Match Report

MATCH PREVIEW: France v Wales

MATCH PREVIEW: France v Wales
The opening match of the 2025 Championship takes place under the Friday night lights of the Stade de France in Paris.

As anticipation builds, both teams will be eager to set the tone for their campaigns in rugby’s most storied annual competition.

France will be hoping to claim their first Six Nations title since 2022, while Warren Gatland’s Welsh side will be hoping to put a tough 2024 behind them and end their losing streak against the odds.

Head-to-head

France have won each of their last six Test matches against Wales after winning just one in nine against them previously (L8). Only once before have Les Bleus recorded a longer winning streak against Wales in men’s Test rugby (W12 from 1983-1993), however Wales have won five of their 12 matches away to Les Bleus in the Guinness Men’s Six Nations - no other side has won as often in France in the Championship.

Historically, results could barely be closer. Of the 104 matches between France and Wales, France have won 50 to Wales’ 51, with three draws.

France cruised past Wales 45-24 in their 2024 Guinness Men’s Six Nations meeting in Cardiff, showcasing a mix of flair and physicality that epitomises their modern game.

France may go in as heavy favourites, but Wales head coach Warren Gatland has told of a ‘siege mentality’ within the squad and warned people to ‘write us at off at your peril’.

Form guide

France head into the 2025 Guinness Men’s Six Nations off the back of a successful 2024 Autumn Nations Series, which saw them claim impressive wins over France and Argentina, while narrowly beating New Zealand 30-29, in an epic rugby spectacle in Paris.

Wales have lost their last 12 Test matches, their longest ever losing run in Test rugby; they have lost 12 of their last 13 matches in the Guinness Men’s Six Nations, including their last six in a row – they haven’t lost seven on the bounce in the Championship since 2002-2003 (L7).

Former Welsh international Adam Jones, who has joined Gatland’s coaching set up believes Gatland can turn a struggling Welsh side around, “He [Gatland] brings players and teams together in a very short space of time and gets results out of them. He is exceptional at that. I am backing him to pull it round.”

“The whole country and the whole rugby world thinks we are going to go there and get pumped,” Jones said. “We are pretty confident we can go out there and do a job.

“It is a key thing out there if we can silence the crowd. It sounds a bit like Gladiator when Oliver Reed says it to Russell Crowe. If we can silence that, it is half the battle won.”

Team news

Gatland has called up Ospreys prop Ben Warren into his Guinness Six Nations squad.The 24-year-old starred at international age-grade level, where he played 15 matches for Wales U20s, scoring one try. Warren has featured 29 times for the Ospreys across the United Rugby Championship (URC) and the European Challenge Cup.

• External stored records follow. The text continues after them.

PR #1062, opened 2022-04-04
Cleanup: Adds smaller refactorings in the `SqlContractDefinitionStore` 

paullatzelsperger:
## What this PR changes/adds

Mainly the following items have been refactored:
- SQL statements are now in an overridable interface/implementor structure
- all methods in the store use transactions
- removed `MAX` length constraints on `VARCHAR` as Postgres does not support this.

## Why it does that

This was done mainly to maintain consistency with the other SQL-based implementations.

## Further notes
n/a

## Checklist


extensions/sql/contract-definition/store/src/main/java/org/eclipse/dataspaceconnector/sql/contractdefinition/store/SqlContractDefinitionStore.java
```diff
@@ -133,11 +93,11 @@ public void save(Collection<ContractDefinition> definitions) {
         transactionContext.execute(() -> {
             try (var connection = getConnection()) {
                 for (var definition : definitions) {
-                    executeQuery(connection, SQL_SAVE_CLAUSE_TEMPLATE,
+                    executeQuery(connection, statements.getInsertTemplate(),
```
tuncaytunc-zf, line 96: You should check beforehand with "existById(definition.getId, connection)" if a ContractDefinition with same ID exist before you insert it.

extensions/sql/contract-definition/store/src/main/java/org/eclipse/dataspaceconnector/sql/contractdefinition/store/SqlContractDefinitionStore.java
```diff
@@ -196,19 +152,37 @@ public ContractDefinition deleteById(String id) {
...
+        return transactionContext.execute(() -> {
+            var contractDefinitions = executeQuery(connection, this::mapResultSet, statements.getFindByTemplate(), id);
+            if (contractDefinitions.isEmpty()) {
+                return null;
+            }
+            if (contractDefinitions.size() == 1) {
+                return contractDefinitions.get(0);
+            }
+            throw new IllegalStateException("Expected result set size of 1 but got " + contractDefinitions.size());
+        });
```
tuncaytunc-zf, line 185: This can be executed outside from transaction and with just single line "return single(executeQuery(connection, this::mapResultSet, statement.getFindByTemplate(), id)" and of course by catching the SQLException.

tuncaytunc-zf:
The README should be moved to docs folder and the png diagram inside should be stored and referenced locally.

extensions/sql/contract-definition/store/src/main/java/org/eclipse/dataspaceconnector/sql/contractdefinition/store/SqlContractDefinitionStore.java
paullatzelsperger: The `ContractDefinitionStore` has an explicit `update` method, so we don't need `upsert` semantics here.
Removing the `update` method altogether, and implementing `upsert` semantics is possible, but something for another PR, as it will affect a rather wide swath of files.

extensions/sql/contract-definition/store/src/main/java/org/eclipse/dataspaceconnector/sql/contractdefinition/store/SqlContractDefinitionStore.java
paullatzelsperger: I agree on adding a `single` method, but the exception must be thrown inside the transaction in order to trigger a rollback.

extensions/sql/contract-definition/store/src/main/java/org/eclipse/dataspaceconnector/sql/contractdefinition/store/SqlContractDefinitionStore.java
paullatzelsperger: on closer inspection, I noticed that the `Cosmos` impl also has upsert semantics. Will make it consistent then.

tuncaytunc-zf (approved):

PR #1079, opened 2022-04-05
DPF: control proxy behavior 

MoritzKeppler:
## What this PR changes/adds
The DPF can act as http proxy. For security reasons it's important to not overwrite values set in the source dataaddress defined at the asset but just take those aspects the data address allows to be taken from the current request.

## Why it does that

security reasons

## Linked Issue(s)

relates to #882

## Checklist


bscholtes1A:
Ok for me as this is something that needs to be delivered soon.

bscholtes1A:
Ok for me as this is to be delivered soon, however this kind of logic should be later on handled through Policies, no ? @jimmarino  @paullatzelsperger WDYT?

MoritzKeppler:
The actual rules what is allowed to be called (e.g. path patterns) should be part of the policies.
But nevertheless it could be of value to configure if a DataAddress is allowed to be used in a proxy behavior or describes a finally defined endpoint. This is typically something that happens during creation of an asset - independent from contract definitions / offers.

bcronin90 (approved):

bscholtes1A:
> The actual rules what is allowed to be called (e.g. path patterns) should be part of the policies. But nevertheless it could be of value to configure if a DataAddress is allowed to be used in a proxy behavior or describes a finally defined endpoint. This is typically something that happens during creation of

MoritzKeppler:
@bscholtes1A 
We (@paullatzelsperger, @jimmarino, @stefan-ettl, @MoritzKeppler) decided to merge it as it is and check if we need to refactor or improve it later.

French fans all over the world will be waiting with bated breath over record-breaking winger Damian Penaud’s availability for the opening clash against Wales on Friday.

“He had a little pain with a small muscle problem so we’ll see. He will undergo tests, we will know more in the coming days,” explained assistant attack coach Patrick Arlettaz in a press conference after training. Penaud has been in sensational form for Bordeaux, scoring a Champions Cup record six tries against the Sharks a fortnight ago and has 15 tries in 10 appearances for the season overall.

Antoine Dupont (France) is set to play his first Guinness Men’s Six Nations game since facing Wales on the final day of the 2023 Championship, having missed last year’s edition due to his wildly successful sevens sojourn. since the start of 2020, Dupont has beaten more defenders (101), made more line breaks (16), and assisted more tries (29) than any other men’s Tier 1 scrum-half.

Stat attack

The last time France and Wales met in the opening round of the Guinness Men’s Six Nations was in 2019, with Wales winning 24-19 before going on to complete the Grand Slam. Since that match, France have gone on to win 21 of their 23 Test matches at the Stade de France (L2), including 10 of 11 in the Six Nations (L1).

France averaged the most kicking metres (910) per game of any men’s Tier 1 side to in 2024 and successfully executed four 50/22 kicks last year, the joint-most of any such team, alongside Wales and England.

Gatland will be keeping a close eye on French wonderboy Louis Bielle-Biarrey: he scored a try in each of his three Autumn Nations Series matches for Les Bleus (4 in total) while no player made more line breaks than him in the series (8, level with Tom Wright); the Union Bordeaux-Bègles winger has scored 16 tries for club and country overall in 2024/25, the most of any Six Nations player.

Wales’ Tommy Reffell won 11 turnovers in the 2024 Guinness Men’s Six Nations, five more than any other player; in fact, it was the joint-most by any player in a single edition of the Championship, alongside John Barclay, who won 11 turnovers for Scotland in 2011.